PR #531, opened 2020-10-22
Use `fetchTarball` instead of `fetchGit` to get `nixpkgs`

icetan:
Because of excruciating download times for `nixpkgs` when using `fetchGit` on CIs where no cache/store is already populated.


xwvvvvwx:
❤️

PR #537, opened 2020-11-07
ds-prove

xwvvvvwx:
Adds support for symbolic execution to `ds-test`.

Tests prefixed with `prove` will be symbolically executed, where the arguments to the test method are given as symbolic values. Test setup is still executed concretely, allowing users to instantiate a contract system in a concrete configuration and then execute symbolicaly against that state.

Symbolic tests use the `InitialS` storage model, meaning all state is defaulted to zero, and the tests are effectivly run against an empty blockchain. In the future it may be interesting to allow symbolic test execution against a fully symbolic VM (`SymbolicS` storage).

**Notable changes:**

- A new EVM query `PleaseMakeUnique` has been added, that asks the SMT solver to provide a concrete model for a symbolic variable iff the variable can be inhabited by a single value.
- All `call` like opcodes now use this new query to try and resolve the target of the call to a concrete value
- The output of `keccak` is probabalisticaly assumed to always be greater than 100, allowing us to ignore the potential for storage collisions when executing contracts that contain mappings
- `UnitTestOptions` now carries an `SBV.State`, allowing smt queries to be made without needing to be in the `Query` monad (see e.g. `initialUiVmStateForTest` in `TTY.hs`)
- The contents of the `Keccak` module have been moved to `Type` to workaround cyclic module dependency issues
- Addresses are now displayed in checksum format
- Removes the `hevm interactive` alias (as it was causing some unescessary duplication)

**Stil todo:**

- [x] support rpc
- [x] show traces in output for failing tests
- [x] support smt flags in `hevm interactive`
- [ ] tests
- [x] handle smt timeouts gracefully
- [ ] handle coverage (not really sure exactly how to do this...)
- [ ] add a `mayRevert` modifier (can maybe leave for a subsequent pr)


MrChico:
Added traces and ensured that failing a `testFail` test is actually a success

src/hevm/CHANGELOG.md
```diff
@@ -6,6 +6,8 @@
 
 - A `--show-tree` option to `hevm symbolic` which prints the execution tree explored.
 - Some symbolic terms are displayed with richer semantic information, instead of the black box `<symbolic>`.
+- `hevm dapp-test` now supports symbolic execution of test methods that are prefixed with `prove` or `proveFail`
+- The `hevm interactive` alias has been removed
```
MrChico, line 10:
```suggestion
- The `hevm interactive` alias has been removed, as it is equivalent to `hevm dapp-test --debug`
```

src/hevm/hevm-cli/hevm-cli.hs
```diff
@@ -377,30 +369,28 @@ findJsonFile Nothing = do
...
-            in
-              Git.saveFacts (Git.RepoAt path) (Facts.cacheFacts cache')
-
-        unless (all id passing) exitFailure
-      Nothing ->
-        error ("Failed to read Solidity JSON for `" ++ solcFile ++ "'")
+dappTest :: UnitTestOptions -> String -> Maybe String -> Query ()
+dappTest opts solcFile cache = do
+  out <- liftIO $ readSolc solcFile
+  case out of
```
MrChico, line 375:
```suggestion
    liftIO $ readSolc solcFile >>= \case
```

xwvvvvwx: afk right now, but I think this doesn't work because we need to be in the `Query` monad for the call to `runUnitTestContract` below...

MrChico: I was hoping that `liftIO` would only bind as `liftIO (readSolc solcFile)`, and that the `>>= \case` would be over `Query` still

xwvvvvwx: Gives a type error on the `runUnitTestContract` line:

```
[typecheck] [E] • Couldn't match expected type ‘Maybe
                                  (Map Text SolcContract, SourceCache)
                                -> IO ()’
              with actual type ‘QueryT IO ()’
• In a stmt of a 'do' block:
    results <- concatMapM
                 (runUnitTestContract opts contractMap) unitTests
  In the expression:
    do let matcher = regexMatches (EVM.UnitTest.match opts)
           unitTests
             = fmap (filterTests matcher) $ findUnitTests $ elems contractMap
       results <- concatMapM
                    (runUnitTestContract opts contractMap) unitTests
       let (passing, vms) = unzip results
       case cache of
         Nothing -> pure ()
         Just path
           -> let cache' = mconcat [view cache vm | vm <- vms]
              in liftIO $ saveFacts (RepoAt path) (cacheFacts cache')
       liftIO $ unless (and passing) exitFailure
  In a case alternative:
      Just (contractMap, _)
        -> do let matcher = regexMatches (EVM.UnitTest.match opts)
                  unitTests
                    = fmap (filterTests matcher) $ findUnitTests $ elems contractMap
              results <- concatMapM
                           (runUnitTestContract opts contractMap) unitTests
              let (passing, vms) = unzip results
              case cache of
                Nothing -> pure ()
                Just path
                  -> let cache' = mconcat [view cache vm | vm <- vms]
                     in liftIO $ saveFacts (RepoAt path) (cacheFacts cache')
              liftIO $ unless (and passing) exitFailure
```

MrChico: ok, nvm, just looked like it could work

MrChico (approved):

Issue #288, opened 2019-10-28
hevm: support json trace


MrChico:
`geth`, `parity` and `aleth` and others support a traced output in json format. The details differ... Here is geth:
```
{"pc":0,"op":96,"gas":"0x2540be400","gasCost":"0x0","memory":"0x","memSize":0,"stack":[],"depth":1,"refund":0,"opName":"PUSH1","error":""}
{"pc":2,"op":96,"gas":"0x2540be3fd","gasCost":"0x0","memory":"0x","memSize":0,"stack":["0x80"],"depth":1,"refund":0,"opName":"PUSH1","error":""}
{"pc":4,"op":82,"gas":"0x2540be3fa","gasCost":"0xc","memory":"0x000000000000000000000000000000000000000000000000000000000000000000000000000000000000000000000000000000000000000000000000000000000000000000000000000000000000000000000000000000000000000000000000","memSize":96,"stack":["0x80","0x40"],"depth":1,"refund":0,"opName":"MSTORE","error":""}
{"pc":5,"op":52,"gas":"0x2540be3ee","gasCost":"0xc","memory":"0x000000000000000000000000000000000000000000000000000000000
```
`aleth`:
```
{"pc": 0, "gas": "0x7fffffffffffffff", "gasCost": "0x3", "stack": [], "depth": 0, "opName": "PUSH1"}
{"pc": 2, "gas": "0x7ffffffffffffffc", "gasCost": "0x3", "stack": ['0x80'], "depth": 0, "opName": "PUSH1"}
{"pc": 4, "gas": "0x7ffffffffffffff9", "gasCost": "0x3", "stack": ['0x80', '0x40'], "depth": 0, "opName": "MSTORE"}
{"pc": 5, "gas": "0x7fffffffffffffed", "gasCost": "0x2", "stack": [], "depth": 0, "opName": "CALLVALUE"}
{"pc": 6, "gas": "0x7fffffffffffffeb", "gasCost": "0x3", "stack": ['0x00'], "depth": 0, "opName": "DUP1"}
```

See more discussion here:
https://github.com/ethereum/tests/issues/249

This would be helpful for more testing of hevm, including random testing against other implementations

gumb0:
We plan to change the format to closer match geth https://github.com/ethereum/aleth/issues/5804

livnev:
Would also be cool to support some [parity tracing features](https://wiki.parity.io/JSONRPC-trace-module).

MrChico:
[...]

PR #547, opened 2020-11-16
Gethcompliance

MrChico:
superseedes #546.
This PR introduces the json tracing functionality discussed in #288, and sets up some basic infrastructure for differentially testing hevm against geth. In the process I found a couple of issues:
- If a PUSH opcode is given too short data, geth pads it to the appropriate length, while hevm just takes the data it is given, effectively leftpadding the bytestring. I don't believe this can ever actually make a meaningful difference, since the only setting in which this can occur is if the PUSH instruction is the final instruction of a contract, so the value will be ignored on the stack anyway. Regardless, I have adjusted hevm to also rightpad the data.
- hevm can panic in TTY mode if it tries to navigate beyond the final opcode (try for example `hevm exec --code 60006000601260136014601560166018f4 --debug --gas 0xffffff` and press `e`). This is fixed by making `_traceOpIx` into a `Maybe`.

I have added a simple python script that uses `hypothesis` for comparing the traces generated by hevm and geth in `dapp-test/integration/diff-fuzz.py`, but I am currently not asking it to run anything besides the examples provided. 

The reason is that hevm and geth have a slight difference in opinion when it comes to calling empty contracts, where hevm enters the new contracts and immediately calls STOP and exits, while geth skips the call entirely and just moves on to the next opcode. I don't want to address this discrepancy now and don't want to run tests that I know can fail on a particular input. Do you guys still think it's worth including the `diff-fuzz` script in its current form?

EDIT 18 Nov:
Also addresses a performance regression introduced in a001d0e6ca08efbd5f19a5b8ede7b85e6c8c2451 and optimizes `checkJump` further by replacing a `Vector.find` which is `O(n)` with a lookup which is `O(1)`. This is a performance improvement of roughly 35-40% for concrete testing.

### DIFF
--- a/src/hevm/hevm-cli/hevm-cli.hs
+++ b/src/hevm/hevm-cli/hevm-cli.hs
@@ -22,7 +22,7 @@ import qualified EVM.Flatten
 import qualified EVM.Stepper
 import qualified EVM.TTY
 import qualified EVM.Emacs
-import EVM.Dev (concatMapM)
+import EVM.Dev (concatMapM, interpretWithTrace)
 
 #if MIN_VERSION_aeson(1, 0, 0)
 import qualified EVM.VMTest as VMTest
@@ -154,6 +154,7 @@ data Command w
       , difficulty  :: w ::: Maybe W256       <?> "Block: difficulty"
       , chainid     :: w ::: Maybe W256       <?> "Env: chainId"
       , debug       :: w ::: Bool             <?> "Run interactively"
+      , jsontrace   :: w ::: Bool             <?> "Print json trace output at every step"
       , trace       :: w ::: Bool             <?> "Dump trace"
       , state       :: w ::: Maybe String     <?> "Path to state repository"
       , cache       :: w ::: Maybe String     <?> "Path to rpc cache repository"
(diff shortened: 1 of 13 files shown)


src/hevm/hevm-cli/hevm-cli.hs
```diff
@@ -179,11 +181,12 @@ data Command w
...
   | BcTest -- Run an Ethereum Blockhain/GeneralState test
-      { file    :: w ::: String    <?> "Path to .json test file"
-      , test    :: w ::: [String]  <?> "Test case filter - only run specified test method(s)"
-      , debug   :: w ::: Bool      <?> "Run interactively"
-      , diff    :: w ::: Bool      <?> "Print expected vs. actual state on failure"
-      , timeout :: w ::: Maybe Int <?> "Execution timeout (default: 10 sec.)"
+      { file      :: w ::: String    <?> "Path to .json test file"
+      , test      :: w ::: [String]  <?> "Test case filter - only run specified test method(s)"
+      , debug     :: w ::: Bool      <?> "Run interactively"
+      , jsontrace :: w ::: Bool             <?> "Print json trace output at every step"
```
xwvvvvwx, line 187: nit: alignment....

xwvvvvwx (approved):

src/hevm/hevm-cli/hevm-cli.hs
MrChico, line 187:
```suggestion
      , jsontrace :: w ::: Bool     <?> "Print json trace output at every step"
```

◆ ◆ ◆ ◆ ◆

### Instructions to follow
Starting with the first line of the data above, copy each line exactly until you reach the line with "Adds support for"; include that line as well.

### Completed exercise
PR #531, opened 2020-10-22
Use `fetchTarball` instead of `fetchGit` to get `nixpkgs`

icetan:
Because of excruciating download times for `nixpkgs` when using `fetchGit` on CIs where no cache/store is already populated.


xwvvvvwx:
❤️

PR #537, opened 2020-11-07
ds-prove

xwvvvvwx:
Adds support for symbolic execution to `ds-test`.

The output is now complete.